• Assignment
Wherever a line of the records contains "Fixes", copy that line.

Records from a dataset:
PR #2551, opened 2018-08-29
TCP, SSL, Enable Host Verification by default

garyrussell:
**Backport to 5.0 needs to be off by default; I will issue another PR after review.**


spring-integration-ip/src/main/java/org/springframework/integration/ip/tcp/connection/DefaultTcpNioSSLConnectionSupport.java
```diff
@@ -37,9 +38,25 @@
...
 
-	private volatile SSLContext sslContext;
+	private final SSLContext sslContext;
 
+	private final boolean sslVerifyHost;
+
+	/**
+	 * Create an instance with host verification enabled.
+	 * @param sslContextSupport the ssl context support.
+	 * @since 5.0.8
```
artembilan: I believe this `@since` should go to the other, really new ctor.

If that, I can fix on merge.

garyrussell: Oops; yes; thanks.

spring-integration-ip/src/test/java/org/springframework/integration/ip/tcp/connection/SocketSupportTests.java
```diff
@@ -182,26 +182,26 @@ public void postProcessServerSocket(ServerSocket serverSocket) {
...
 	}
 
-	/*
-$ keytool -genkeypair -alias sitestcertkey -keyalg RSA -validity 36500 -keystore src/test/resources/test.ks
-Enter keystore password: secret
-Re-enter new password: secret
+/*
+$ keytool -genkeypair -alias sitestcertkey -keyalg RSA -validity 36500 -keystore src/test/resources/test.ks -ext san=dns:localhost
+Enter keystore password:
+Re-enter new password:
```
garyrussell: Can you also reinstate `secret` here? Thanks.

spring-integration-ip/src/main/java/org/springframework/integration/ip/tcp/connection/DefaultTcpSSLContextSupport.java
```diff
@@ -69,9 +77,28 @@ public DefaultTcpSSLContextSupport(String keyStore, String trustStore,
 		this.trustStorePassword = trustStorePassword.toCharArray();
 	}
 
+	/**
+	 * Set the key store type. Default JKS.
+	 * @param keyStoreType the type.
+	 * @since 5.0.8
+	 */
+	public void setKeyStoreType(String keyStoreType) {
+		this.keyStoreType = keyStoreType;
```
artembilan: I don't think that this can be as null or even empty: so, I will add `Assert.hasText(keyStoreType, "'keyStoreType' cannot be empty");`, as well as for the `setTrustStoreType()`

garyrussell: Thanks; yes; I meant to add those asserts, but was distracted.

artembilan:
Merged as https://github.com/spring-projects/spring-integration/commit/230d12d425c00ef1e534b6bd750ab1d38e991db1.

I think `5.0.x` fix deserves its own PR, as you mentioned in the comment above.

Thanks

PR #2865, opened 2019-03-28
GH-2837: TCP NIO Prioritize accept

garyrussell:
See https://github.com/spring-projects/spring-integration/pull/2837

Give priority to accepting new connections over reading data from
existing connections.
Add a flag to allow users to revert to the previous behavior of
giving reads priority.

**cherry-pick to 5.1.x**


artembilan:
Cherry-picked to `5.1.x` as https://github.com/spring-projects/spring-integration/commit/6f3fd0961f3d6d0bbd8f8e5e645e12f2b4458f01 after fixing conflicts.

Issue #2868, opened 2019-03-29
RedisUtils.isUnlinkAvailable bug


sojw:
**Affects Version(s):** \5.1.3

---

hi. there

we are upgrading to springboot 2.1.3.

since then, NE have occurred in the redis lock part of spring-integration.
we looked for the cause.

- https://github.com/spring-projects/spring-integration/blob/d21e8f03499c93939b0a618ce96a026eef940ca2/spring-integration-redis/src/main/java/org/springframework/integration/redis/util/RedisUtils.java#L64

we have modified version of our redis server info and returned it.
ex) "111.111.111.111:7000.redis_version" -> "4.0.9"

If we handle this redis_version in the isUnlinkAvailable function, an NE occurs.
I think we need to fix this part.
If it does not fit in the pattern, try to return it as the default value by try / catch.

currently, we have downgraded to 5.1.2 and are running normally.

lonnyDong:
“111.111.111.111:7000.redis_version" -> "4.0.9 , the point is  info.getProperty(VERSION_PROPERTY) can not get redis_version properly，cause the  key has changed. info.getProperty(VERSION_PROPERTY)  returns NULL

PR #2870, opened 2019-03-29
Fix `RedisUtils.isUnlinkAvailable()` for NPE

artembilan:
Fixes https://github.com/spring-projects/spring-integration/issues/2868

* Check if `redis_version` property is returned from the `info`
before parsing

**Cherry-pick to 5.1.x**

### DIFF
--- a/spring-integration-redis/src/main/java/org/springframework/integration/redis/util/RedisUtils.java
+++ b/spring-integration-redis/src/main/java/org/springframework/integration/redis/util/RedisUtils.java
@@ -23,6 +23,7 @@ import java.util.Properties;
 
 import org.springframework.data.redis.core.RedisCallback;
 import org.springframework.data.redis.core.RedisOperations;
+import org.springframework.util.StringUtils;
 
 /**
  * A set of utility methods for common Redis functions.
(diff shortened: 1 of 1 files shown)


spring-integration-redis/src/main/java/org/springframework/integration/redis/util/RedisUtils.java
```diff
@@ -61,8 +62,14 @@ public static boolean isUnlinkAvailable(RedisOperations<?, ?> redisOperations) {
...
 			if (info != null) {
-				int majorVersion = Integer.parseInt(info.getProperty(VERSION_PROPERTY).split("\\.")[0]);
-				return majorVersion >= 4;
+				String version = info.getProperty(VERSION_PROPERTY);
+				if (StringUtils.hasText(version)) {
+					int majorVersion = Integer.parseInt(version.split("\\.")[0]);
+					return majorVersion >= 4;
+				}
+				else {
+					return false;
```
garyrussell: I wonder if we should fall back to a `spring.integration.properties`?

Clearly, their version supports the operation.

artembilan: Huh? What is the difference between `spring.integration.properties` or `redis_version` property?
Technically they are the same, only the problem that you abusing a system renaming such an important property.
I mean the same way you definitely can change the property in the `spring.integration.properties` file and also may break the system

Our goal here is to use faster delete on Redis, if it is not available by some reason we fall back to the regular blocking delete.
So, if you rename  `redis_version`, you just make your own life harder 😄 

That's why I'd stay with the `false` as a fallback.

garyrussell: OK; makes sense; thanks.

garyrussell (approved):

garyrussell:
Cherry-picked to 5.1.x as 659613c4c97785b1fd76c702f7df5be2cc4255e6

PR #2879, opened 2019-04-02
Fix `If-Unmodified-Since` header mapping

artembilan:
https://build.spring.io/browse/INT-MASTERSPRING40-664
https://build.spring.io/browse/INT-FATS5IC-833

Fix `DefaultHttpHeaderMapper` to populate an `If-Unmodified-Since`
request header with the same formatter as it is in the `HttpHeaders` in
Spring Web

**Cherry-pick to 5.1.x & 5.0.x**


artembilan:
It didn't fail yesterday because the day before had been `31`. The current format fails only with single number for the day of month.
With this fix we fully align our formatting for this kind of dates with what has been fixed recently in Spring Web.

garyrussell:
Cherry-picked after resolving conflicts.

PR #2881, opened 2019-04-04
Fix complexity for DefaultHttpHeaderMapper

artembilan:
* Deprecate `DefaultHttpHeaderMapper` constants which are fully
Spring Web `HttpHeaders` constants
* Introduce lowercase constants for `getHttpHeader()` switch
* Reuse `HttpHeaders` API as much as possible
* Simplify logic in some methods to break them to smaller methods


artembilan:
Do not merge yet. 
I think we should avoid Java Streams in critical paths as much as possible. 
It is really going to be some GC impact on every message headers mapping.

PR #2883, opened 2019-04-04
GH-2765: Add discardChannel for splitter

### LINKED ISSUE #2765: Add discard channel support for splitters
When encountering empty collections, splitter should be able to send the result to a discard channel. Currently, when encountering an empty collection, the splitter ends the flow. Some use-cases may rely on a custom split function which may returns empty collections. These use-cases should be able to define a discard channel so they can proceed with a possible compensation flow.

artembilan:
Fixes https://github.com/spring-projects/spring-integration/issues/2765

When encountering empty collections, splitter should be able to send
the result to a discard channel.
Currently, when encountering an empty collection,
the splitter ends the flow.
Some use-cases may rely on a custom split function which may returns
empty collections.
These use-cases should be able to define a discard channel
so they can proceed with a possible compensation flow.

* Add `discardChannel` option to the `AbstractMessageSplitter`
* Delegate `discardChannel` population from everywhere it is possible:
DSL, XML, `AbstractMessageSplitter` extension like `FileSplitter` etc.
* Fix `FileSplitterTests` for broken charset
* Document new feature; fix some typos and out-dated code sample

### DIFF
--- a/spring-integration-core/src/main/java/org/springframework/integration/splitter/AbstractMessageSplitter.java
+++ b/spring-integration-core/src/main/java/org/springframework/integration/splitter/AbstractMessageSplitter.java
@@ -96,12 +96,20 @@ public abstract class AbstractMessageSplitter extends AbstractReplyProducingMess
 
 	@Override
 	public MessageChannel getDiscardChannel() {
-		String channelName = this.discardChannelName;
-		if (channelName != null) {
-			this.discardChannel = getChannelResolver().resolveDestination(channelName);
-			this.discardChannelName = null;
+		if (this.discardChannel == null) {
+			String channelName = this.discardChannelName;
+			if (channelName != null) {
+				this.discardChannel = getChannelResolver().resolveDestination(channelName);
+				this.discardChannelName = null;
+			}
 		}
 		return this.discardChannel;
+	}
+
+	@Override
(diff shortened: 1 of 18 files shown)


spring-integration-core/src/main/java/org/springframework/integration/splitter/AbstractMessageSplitter.java
```diff
@@ -59,10 +68,46 @@ public void setApplySequence(boolean applySequence) {
...
+	 * @since 5.2
+	 */
+	public void setDiscardChannelName(String discardChannelName) {
+		Assert.hasText(discardChannelName, "'discardChannelName' must not be empty");
+		this.discardChannelName = discardChannelName;
+	}
+
+	@Override
+	public MessageChannel getDiscardChannel() {
+		String channelName = this.discardChannelName;
```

• Output for this exercise
Fixes https://github.com/spring-projects/spring-integration/issues/2868
Fixes https://github.com/spring-projects/spring-integration/issues/2765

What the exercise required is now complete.